A little bit of history
In 1946 J. Presper Eckert and John W. Mauchly started a company whose goal was to release the first computer to the commercial world. Though they took awhile to build this was considered the first mass produced computer. The first of 46 Univac I computers was delivered to the U.S. Census Bureau in 1951.

Eckert and Mauchly had been the principal designers of the ENIAC computer.

Remington Rand provided the money to finish the UNIVAC and his firm took over manufacturing of this giant.

The UNIVAC had the ability to store the certain values in memory. Ths allowed branched program flow in and out of subroutines.

The CBS television and radio networks used their Univac to predict the outcome of the 1952 presidential election.
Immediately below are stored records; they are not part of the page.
PR #1692, opened 2019-08-23
WIP: First try as pagination button customization

### LINKED ISSUE #1430: Pagination href
### Overview of the problem

**Buefy** version: [0.7.4]
**Vuejs** version: [2.6.10]
**OS/Browser**: Chrome 74

### Description

Currently it is only possible to navigate with the pagination component via javascript. It would be awesome if you could add an option to custom render the href attribute of the a tags. This could get handy in server side rendered env like nuxt.

### Expected behavior

A fallback method for non javascript users.

### Actual behavior

JavaScript is fully required.

### LINKED ISSUE #1654: Pagination with vue-router
Hi, I dont know how to program this. I need pagination widget from buefy, but I want to have pagination in url for generating permalinks.

Its possible to do this? And without refreshing in page every url (pagination) change?

Thanks!

service-paradis:
Fixes #1654
Fixes #1430

This is a WIP. I just made a minimal PR to see if it makes sense. Hoping to have some feedback about it!

## Proposed Changes

- Add a new component to customize pagination buttons
- The tag can be customized (`button`, `a`, `router-link`, ...)
- Attributes can be inherited (`to` for `route-link` for example)
- Default slot to customize the content

pagination

### DIFF
--- a/docs/pages/components/pagination/Pagination.vue
+++ b/docs/pages/components/pagination/Pagination.vue
@@ -2,6 +2,11 @@
     <div>
         <Example :component="ExSimple" :code="ExSimpleCode"/>
 
+        <Example :component="ExSlot" :code="ExSlotCode" title="Custom pagination buttons">
+            <p>You can customize the buttons using <b><code>b-pagination-button</code></b> as scoped slot.</p>
+            <p>For example, you can customize the inner text or use <code>router-link</code> as tag.</p>
+        </Example>
+
         <ApiView :data="api"/>
     </div>
 </template>
@@ -12,12 +17,17 @@
     import ExSimple from './examples/ExSimple'
     import ExSimpleCode from '!!raw-loader!./examples/ExSimple'
 
+    import ExSlot from './examples/ExSlot'
+    import ExSlotCode from '!!raw-loader!./examples/ExSlot'
+
     export default {
         data() {
             return {
                 api,
                 ExSimple,
-                ExSimpleCode
+                ExSimpleCode,
+                ExSlot,
+                ExSlotCode
             }
         }
     }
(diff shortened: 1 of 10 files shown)


modularcoder:
@service-paradis I think the previous/next links should be customizable as well, not just the pagination buttons.

Also I would suggest improving the prev/next costomizability as well

- User might want to have a custom next/prev buttons
- User might not want to have prev/next buttos at all (now there's only two options simple and default)

What do you think?

service-paradis:
@modularcoder 
Thanks for the feedback!

Yes, I would use the same behavior and subcomponent for next/previous button with a proper slot. Just did not want to go too far before having some feedback.

To hide the next/previous button, maybe we could add a new prop for this?

modularcoder:
@service-paradis 

maybe for the showin/hiding the prev/next there could be props. But I guess there can be the following use cases

< Custom Prev Button Component | ...Custom Pagination Components... | Custom Next Button Component >

So I guess the prev/next might have own slots and not necessarily always use `b-pagination-button`

service-paradis:
@modularcoder 

I tough it was easier to keep the same style by using the same subcomponent. Something like this:
localhost_9000_documentation_pagination

It is easier to only change the content or the link behavior without having to recreate the entire button in a slot. I dont know which behavior is more natural or which way will fit the most with Buefy.

anna-sorts:
Thank you for you work, @service-paradis. It will solve the problem I'm having when trying to edit the child components inside b-pagination. 
Hope it gets approved soon.

jtommy:
Awesome!
Please resolve conflict (now there is no need to add named exports, only default)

CBS television announcers praised the UNIVAC highly, pointing out that while it had produced an accurate prediction, they had been afraid to believe it.

Source URLs:

For those of you who may still program on this legend here are some tips and tricks:

[EDIT]: Just joking about "those who may still work on this legend." You'd need a factory putting out thousands of tubes per week to keep this thing running.

[edit on 6/14/2004 by titian]

posted on Jun, 14 2004 @ 10:27 PM
That is ne gigantic computer!! Wow! Thats big. Wonder how much energy it used...

posted on Jun, 14 2004 @ 11:10 PM
Now that’s what i call a computer with staying power
. We all have these little comps but wouldn’t it be great to have computer that makes you look like you’re out of a sci-fi film.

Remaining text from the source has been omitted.